WORK TASK: Below are the records. List every line holding the word "that".

[Stored data]
+-------+
PR #1705, opened 2017-07-13
Try turning on mima

piyushnarang:
Updated the version to 0.17.0 and also seeing if we can trigger this from the run_test script.

### DIFF
--- a/.travis.yml
+++ b/.travis.yml
@@ -10,7 +10,7 @@ install:
   - rvm use 2.2.6 --install --fuzzy
   - gem update --system
   - gem install sass
-  - gem install jekyll -v 3.5.0
+  - gem install jekyll -f -v 3.2.1
 
 cache:
   directories:
--- a/.travis.yml
+++ b/.travis.yml
@@ -10,7 +10,7 @@ install:
   - rvm use 2.2.6 --install --fuzzy
   - gem update --system
   - gem install sass
-  - gem install jekyll -v 3.2.1
+  - gem install jekyll -v 3.5.0
 
 cache:
   directories:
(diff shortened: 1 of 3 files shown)


johnynek:
looks like all the builds timed out.

ttim:
I think this PR should be against `0.17.x` branch and for `develop` branch `youngestForwardCompatible` should return null.

Meanwhile I checked locally and mima check passed on current 0.17.x branch.

piyushnarang:
Seems to be stuck on a weird issue:
```
Fetching: listen-3.0.8.gem (100%)
listen's executable "listen" conflicts with sass-listen
Overwrite the executable? [yN]  
```

piyushnarang:
Seems like we're installing this for our microsite setup: https://github.com/twitter/scalding/blob/develop/.travis.yml#L10
```
- rvm use 2.2.3 --install --fuzzy
--
  | - gem update --system
  | - gem install sass
  | - gem install jekyll -v 3.2.1
```

piyushnarang:
@johnynek what do you think of @ttim 's suggestion of only enabling this check in 0.17.x (as we are planning to cut 0.18.0 based off develop anyway and we have a bunch of mima failures here already due to the cascading backend rewrites + memory estimator updates). Flip side of not having this on here is that new PRs that are potentially not compatible and could be easily updated to be compatible won't be caught.

johnynek:
I think develop is already broken with respect to mima, so we really can't turn it on, so I think that's right.

piyushnarang:
Ok, closing this review for now. We can set this up again when we have a 0.18.0 release for develop to compare against.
+-------+
OUTPUT BELOW:
@johnynek what do you think of @ttim 's suggestion of only enabling this check in 0.17.x (as we are planning to cut 0.18.0 based off develop anyway and we have a bunch of mima failures here already due to the cascading backend rewrites + memory estimator updates). Flip side of not having this on here is that new PRs that are potentially not compatible and could be easily updated to be compatible won't be caught.
I think develop is already broken with respect to mima, so we really can't turn it on, so I think that's right.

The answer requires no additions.